- **WHAT YOU SHOULD DO**: Transcribe the records word for word, beginning with the first line and ending with the line that contains "Also I add new"; include nothing else.

(GIVEN DATA)

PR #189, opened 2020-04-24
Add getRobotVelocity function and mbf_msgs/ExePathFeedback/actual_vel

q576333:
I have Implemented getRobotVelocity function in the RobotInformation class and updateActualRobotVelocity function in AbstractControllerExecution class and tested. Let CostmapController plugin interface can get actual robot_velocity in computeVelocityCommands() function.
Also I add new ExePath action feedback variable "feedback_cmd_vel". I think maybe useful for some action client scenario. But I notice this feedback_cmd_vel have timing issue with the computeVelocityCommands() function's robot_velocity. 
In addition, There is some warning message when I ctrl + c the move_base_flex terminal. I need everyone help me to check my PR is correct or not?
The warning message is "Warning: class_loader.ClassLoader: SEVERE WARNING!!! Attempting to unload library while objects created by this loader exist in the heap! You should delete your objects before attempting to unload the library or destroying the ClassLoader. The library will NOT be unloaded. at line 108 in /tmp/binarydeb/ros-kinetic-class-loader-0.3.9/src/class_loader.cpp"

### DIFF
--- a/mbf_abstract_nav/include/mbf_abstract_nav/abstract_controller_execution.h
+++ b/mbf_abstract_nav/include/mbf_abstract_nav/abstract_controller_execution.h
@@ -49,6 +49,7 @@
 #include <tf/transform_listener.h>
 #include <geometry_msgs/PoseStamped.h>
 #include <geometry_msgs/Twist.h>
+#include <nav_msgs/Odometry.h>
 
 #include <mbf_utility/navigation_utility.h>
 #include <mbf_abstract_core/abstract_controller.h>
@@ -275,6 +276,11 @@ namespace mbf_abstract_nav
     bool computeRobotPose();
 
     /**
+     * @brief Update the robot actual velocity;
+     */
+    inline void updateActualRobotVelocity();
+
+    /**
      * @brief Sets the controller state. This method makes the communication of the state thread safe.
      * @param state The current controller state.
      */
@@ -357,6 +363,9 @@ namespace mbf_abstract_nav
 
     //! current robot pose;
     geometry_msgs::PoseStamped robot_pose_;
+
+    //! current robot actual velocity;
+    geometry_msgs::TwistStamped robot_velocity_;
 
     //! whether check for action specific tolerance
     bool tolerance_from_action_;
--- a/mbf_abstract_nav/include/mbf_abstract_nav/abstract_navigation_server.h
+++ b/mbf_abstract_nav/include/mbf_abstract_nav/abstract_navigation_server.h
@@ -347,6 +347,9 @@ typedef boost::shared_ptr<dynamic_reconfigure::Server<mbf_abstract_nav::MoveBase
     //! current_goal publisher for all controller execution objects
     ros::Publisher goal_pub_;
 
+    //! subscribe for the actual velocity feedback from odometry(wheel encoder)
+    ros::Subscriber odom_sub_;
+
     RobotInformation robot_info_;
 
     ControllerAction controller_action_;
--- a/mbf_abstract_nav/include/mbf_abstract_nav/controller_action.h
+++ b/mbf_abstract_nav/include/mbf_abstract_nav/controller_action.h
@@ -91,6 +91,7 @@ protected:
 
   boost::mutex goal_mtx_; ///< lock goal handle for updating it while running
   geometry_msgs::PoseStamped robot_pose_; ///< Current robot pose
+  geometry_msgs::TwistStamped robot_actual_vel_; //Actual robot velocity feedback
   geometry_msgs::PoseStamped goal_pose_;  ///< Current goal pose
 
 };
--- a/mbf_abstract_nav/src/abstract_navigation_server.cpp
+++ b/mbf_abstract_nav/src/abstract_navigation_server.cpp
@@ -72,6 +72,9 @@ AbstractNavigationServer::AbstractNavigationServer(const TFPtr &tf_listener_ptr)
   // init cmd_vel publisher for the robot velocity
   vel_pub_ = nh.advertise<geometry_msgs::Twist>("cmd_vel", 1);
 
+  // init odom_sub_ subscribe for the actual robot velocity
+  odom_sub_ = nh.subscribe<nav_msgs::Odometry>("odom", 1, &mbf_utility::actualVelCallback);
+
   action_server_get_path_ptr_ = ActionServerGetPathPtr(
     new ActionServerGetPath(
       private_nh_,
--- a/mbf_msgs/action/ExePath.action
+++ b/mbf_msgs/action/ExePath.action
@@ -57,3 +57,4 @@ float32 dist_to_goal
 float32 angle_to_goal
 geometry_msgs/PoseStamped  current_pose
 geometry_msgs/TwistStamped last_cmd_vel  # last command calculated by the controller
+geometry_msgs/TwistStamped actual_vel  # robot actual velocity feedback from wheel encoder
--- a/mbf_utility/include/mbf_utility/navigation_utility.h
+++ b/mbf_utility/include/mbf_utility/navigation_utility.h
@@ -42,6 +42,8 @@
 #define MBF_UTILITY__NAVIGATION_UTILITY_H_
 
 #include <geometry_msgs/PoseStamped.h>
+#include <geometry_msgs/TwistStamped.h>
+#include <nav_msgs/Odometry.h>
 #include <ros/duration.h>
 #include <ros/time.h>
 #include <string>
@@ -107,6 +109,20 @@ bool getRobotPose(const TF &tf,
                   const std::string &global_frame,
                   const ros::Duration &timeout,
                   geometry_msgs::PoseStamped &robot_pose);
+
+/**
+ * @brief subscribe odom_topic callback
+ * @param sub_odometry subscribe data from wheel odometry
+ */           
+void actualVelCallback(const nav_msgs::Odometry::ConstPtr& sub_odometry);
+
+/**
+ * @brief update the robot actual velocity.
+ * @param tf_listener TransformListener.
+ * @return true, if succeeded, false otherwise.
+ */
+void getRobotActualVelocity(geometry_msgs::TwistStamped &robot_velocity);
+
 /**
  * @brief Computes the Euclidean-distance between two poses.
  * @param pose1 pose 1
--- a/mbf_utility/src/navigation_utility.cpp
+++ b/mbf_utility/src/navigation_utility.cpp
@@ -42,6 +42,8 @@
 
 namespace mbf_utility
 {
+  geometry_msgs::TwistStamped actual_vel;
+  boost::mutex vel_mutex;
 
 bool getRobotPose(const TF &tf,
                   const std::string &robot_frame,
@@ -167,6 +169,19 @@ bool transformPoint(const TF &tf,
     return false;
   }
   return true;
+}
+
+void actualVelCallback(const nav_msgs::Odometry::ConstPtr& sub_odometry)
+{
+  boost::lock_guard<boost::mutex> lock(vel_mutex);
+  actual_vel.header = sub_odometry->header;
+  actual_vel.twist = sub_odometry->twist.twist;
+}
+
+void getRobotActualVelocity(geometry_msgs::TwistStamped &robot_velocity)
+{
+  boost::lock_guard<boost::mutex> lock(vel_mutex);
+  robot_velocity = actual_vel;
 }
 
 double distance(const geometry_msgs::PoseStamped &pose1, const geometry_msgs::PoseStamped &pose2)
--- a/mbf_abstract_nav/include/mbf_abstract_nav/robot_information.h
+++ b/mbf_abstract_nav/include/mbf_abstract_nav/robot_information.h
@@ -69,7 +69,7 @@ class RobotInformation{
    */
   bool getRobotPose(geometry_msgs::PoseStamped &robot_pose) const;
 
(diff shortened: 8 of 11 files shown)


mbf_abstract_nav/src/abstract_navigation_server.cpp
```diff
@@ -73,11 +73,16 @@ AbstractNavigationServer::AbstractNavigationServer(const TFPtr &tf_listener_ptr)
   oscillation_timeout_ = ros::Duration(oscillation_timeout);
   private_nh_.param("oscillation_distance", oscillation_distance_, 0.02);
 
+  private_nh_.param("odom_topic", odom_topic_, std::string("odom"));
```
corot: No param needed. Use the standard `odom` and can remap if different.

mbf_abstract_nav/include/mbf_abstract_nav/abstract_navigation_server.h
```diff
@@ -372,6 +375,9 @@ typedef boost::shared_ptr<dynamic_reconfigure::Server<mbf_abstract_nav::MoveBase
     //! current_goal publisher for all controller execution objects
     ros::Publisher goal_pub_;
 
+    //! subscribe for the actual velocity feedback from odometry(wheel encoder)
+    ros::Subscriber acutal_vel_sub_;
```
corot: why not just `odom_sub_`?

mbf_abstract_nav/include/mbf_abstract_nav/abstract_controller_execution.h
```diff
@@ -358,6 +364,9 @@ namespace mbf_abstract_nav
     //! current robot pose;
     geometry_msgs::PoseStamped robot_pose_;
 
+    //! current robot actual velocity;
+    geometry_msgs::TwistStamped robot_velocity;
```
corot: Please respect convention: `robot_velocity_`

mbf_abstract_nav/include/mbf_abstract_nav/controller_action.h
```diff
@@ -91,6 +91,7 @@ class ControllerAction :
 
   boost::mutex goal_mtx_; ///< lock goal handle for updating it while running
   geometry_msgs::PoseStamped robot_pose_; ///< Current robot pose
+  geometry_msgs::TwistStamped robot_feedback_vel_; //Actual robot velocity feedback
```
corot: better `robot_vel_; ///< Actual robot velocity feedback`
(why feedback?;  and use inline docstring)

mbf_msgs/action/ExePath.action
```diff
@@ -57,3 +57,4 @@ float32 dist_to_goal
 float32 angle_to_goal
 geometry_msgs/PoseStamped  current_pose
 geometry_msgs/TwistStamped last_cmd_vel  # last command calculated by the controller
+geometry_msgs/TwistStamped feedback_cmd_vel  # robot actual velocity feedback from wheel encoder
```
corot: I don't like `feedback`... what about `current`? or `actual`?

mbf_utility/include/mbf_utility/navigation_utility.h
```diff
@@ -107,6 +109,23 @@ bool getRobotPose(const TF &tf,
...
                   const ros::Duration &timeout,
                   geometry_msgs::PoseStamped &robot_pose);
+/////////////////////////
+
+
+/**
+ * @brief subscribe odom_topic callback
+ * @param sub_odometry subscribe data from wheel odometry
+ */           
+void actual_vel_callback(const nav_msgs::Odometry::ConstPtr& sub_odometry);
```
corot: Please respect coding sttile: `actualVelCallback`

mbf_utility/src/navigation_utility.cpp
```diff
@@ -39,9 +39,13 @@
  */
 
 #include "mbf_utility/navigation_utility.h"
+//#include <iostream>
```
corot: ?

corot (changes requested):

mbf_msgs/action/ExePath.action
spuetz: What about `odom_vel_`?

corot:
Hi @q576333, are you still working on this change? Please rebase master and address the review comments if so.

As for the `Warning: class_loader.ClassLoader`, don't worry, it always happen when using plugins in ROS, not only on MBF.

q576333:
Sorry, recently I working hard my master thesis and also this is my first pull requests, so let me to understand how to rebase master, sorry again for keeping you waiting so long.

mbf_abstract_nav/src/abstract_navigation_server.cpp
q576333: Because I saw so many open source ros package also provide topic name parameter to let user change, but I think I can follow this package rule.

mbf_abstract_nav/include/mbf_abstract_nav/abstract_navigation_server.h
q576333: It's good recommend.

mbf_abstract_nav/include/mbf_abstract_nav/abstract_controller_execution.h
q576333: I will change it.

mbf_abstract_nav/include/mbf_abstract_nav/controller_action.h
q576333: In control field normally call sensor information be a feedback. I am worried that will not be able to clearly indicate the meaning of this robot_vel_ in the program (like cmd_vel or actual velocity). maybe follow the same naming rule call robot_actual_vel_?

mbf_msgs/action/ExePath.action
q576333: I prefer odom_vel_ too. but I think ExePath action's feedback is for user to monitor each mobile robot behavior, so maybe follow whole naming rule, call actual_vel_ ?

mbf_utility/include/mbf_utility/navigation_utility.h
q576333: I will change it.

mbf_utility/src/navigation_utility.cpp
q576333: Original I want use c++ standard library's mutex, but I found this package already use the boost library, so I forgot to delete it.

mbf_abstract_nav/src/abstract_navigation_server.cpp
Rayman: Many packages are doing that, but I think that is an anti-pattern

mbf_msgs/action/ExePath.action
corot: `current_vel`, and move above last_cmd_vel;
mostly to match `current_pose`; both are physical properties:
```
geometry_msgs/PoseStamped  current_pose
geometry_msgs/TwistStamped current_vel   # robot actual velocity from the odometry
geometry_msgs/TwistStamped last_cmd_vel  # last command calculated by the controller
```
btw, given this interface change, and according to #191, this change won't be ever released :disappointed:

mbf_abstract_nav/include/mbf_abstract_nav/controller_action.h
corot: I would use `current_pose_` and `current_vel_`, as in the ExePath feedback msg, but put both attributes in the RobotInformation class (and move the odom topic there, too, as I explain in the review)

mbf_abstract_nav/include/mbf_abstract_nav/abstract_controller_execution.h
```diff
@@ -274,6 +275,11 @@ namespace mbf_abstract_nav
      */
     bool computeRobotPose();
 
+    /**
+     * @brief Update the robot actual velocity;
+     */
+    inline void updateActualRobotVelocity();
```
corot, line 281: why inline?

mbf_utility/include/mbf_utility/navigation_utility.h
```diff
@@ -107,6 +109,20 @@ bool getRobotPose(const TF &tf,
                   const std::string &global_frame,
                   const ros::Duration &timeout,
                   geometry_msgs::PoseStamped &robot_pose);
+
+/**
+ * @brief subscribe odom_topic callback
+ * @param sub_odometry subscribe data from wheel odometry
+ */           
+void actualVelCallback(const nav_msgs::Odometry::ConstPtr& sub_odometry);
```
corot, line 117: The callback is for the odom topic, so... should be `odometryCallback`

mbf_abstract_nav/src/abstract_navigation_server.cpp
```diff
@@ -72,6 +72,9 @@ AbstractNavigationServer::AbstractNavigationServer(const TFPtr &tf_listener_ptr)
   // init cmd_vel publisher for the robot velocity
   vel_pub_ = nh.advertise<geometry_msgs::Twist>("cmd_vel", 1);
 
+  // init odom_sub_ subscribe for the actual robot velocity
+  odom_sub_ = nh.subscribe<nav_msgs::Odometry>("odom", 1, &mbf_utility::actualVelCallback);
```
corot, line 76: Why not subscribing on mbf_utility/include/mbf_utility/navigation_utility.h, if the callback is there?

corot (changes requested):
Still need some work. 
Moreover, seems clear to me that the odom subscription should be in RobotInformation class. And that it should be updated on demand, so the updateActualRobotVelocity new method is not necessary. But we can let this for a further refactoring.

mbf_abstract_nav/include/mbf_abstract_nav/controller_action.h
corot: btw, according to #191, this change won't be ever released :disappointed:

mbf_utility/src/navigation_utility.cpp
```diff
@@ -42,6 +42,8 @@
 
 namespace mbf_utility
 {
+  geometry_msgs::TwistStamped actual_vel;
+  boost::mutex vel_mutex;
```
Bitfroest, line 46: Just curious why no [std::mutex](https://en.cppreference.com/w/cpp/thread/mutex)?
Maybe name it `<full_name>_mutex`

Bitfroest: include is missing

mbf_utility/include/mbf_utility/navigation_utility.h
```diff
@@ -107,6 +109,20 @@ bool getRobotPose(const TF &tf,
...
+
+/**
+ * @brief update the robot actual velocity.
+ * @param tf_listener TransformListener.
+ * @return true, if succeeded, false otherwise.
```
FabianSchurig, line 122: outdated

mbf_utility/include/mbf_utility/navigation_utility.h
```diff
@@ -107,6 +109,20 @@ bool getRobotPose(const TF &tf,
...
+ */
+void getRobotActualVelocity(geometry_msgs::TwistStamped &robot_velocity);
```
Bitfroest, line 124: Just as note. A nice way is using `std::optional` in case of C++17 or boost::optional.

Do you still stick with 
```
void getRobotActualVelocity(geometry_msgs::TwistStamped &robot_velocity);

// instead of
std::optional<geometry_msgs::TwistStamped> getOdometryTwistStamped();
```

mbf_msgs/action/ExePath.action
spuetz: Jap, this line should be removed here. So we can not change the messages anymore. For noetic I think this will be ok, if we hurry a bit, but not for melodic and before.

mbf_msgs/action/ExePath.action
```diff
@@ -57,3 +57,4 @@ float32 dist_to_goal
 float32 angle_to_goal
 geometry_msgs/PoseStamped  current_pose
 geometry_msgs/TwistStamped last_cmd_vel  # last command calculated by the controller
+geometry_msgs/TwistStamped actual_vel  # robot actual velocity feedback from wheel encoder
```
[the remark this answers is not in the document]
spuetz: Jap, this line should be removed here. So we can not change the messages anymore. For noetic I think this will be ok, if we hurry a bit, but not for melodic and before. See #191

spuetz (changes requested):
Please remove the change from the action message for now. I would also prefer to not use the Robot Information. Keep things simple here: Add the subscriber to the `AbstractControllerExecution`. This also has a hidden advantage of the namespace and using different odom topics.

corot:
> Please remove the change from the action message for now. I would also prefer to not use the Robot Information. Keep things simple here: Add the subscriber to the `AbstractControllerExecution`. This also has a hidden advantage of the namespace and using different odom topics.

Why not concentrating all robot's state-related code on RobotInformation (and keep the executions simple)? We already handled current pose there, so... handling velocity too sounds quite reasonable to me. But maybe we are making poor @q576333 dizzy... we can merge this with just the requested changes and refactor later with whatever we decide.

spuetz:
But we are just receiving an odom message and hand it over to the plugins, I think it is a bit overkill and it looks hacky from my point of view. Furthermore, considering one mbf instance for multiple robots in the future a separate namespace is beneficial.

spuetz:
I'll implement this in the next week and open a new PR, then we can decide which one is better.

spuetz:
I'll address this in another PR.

(End GIVEN DATA)

- **EXERCISE RESPONSE**:
PR #189, opened 2020-04-24
Add getRobotVelocity function and mbf_msgs/ExePathFeedback/actual_vel

q576333:
I have Implemented getRobotVelocity function in the RobotInformation class and updateActualRobotVelocity function in AbstractControllerExecution class and tested. Let CostmapController plugin interface can get actual robot_velocity in computeVelocityCommands() function.
Also I add new ExePath action feedback variable "feedback_cmd_vel". I think maybe useful for some action client scenario. But I notice this feedback_cmd_vel have timing issue with the computeVelocityCommands() function's robot_velocity. 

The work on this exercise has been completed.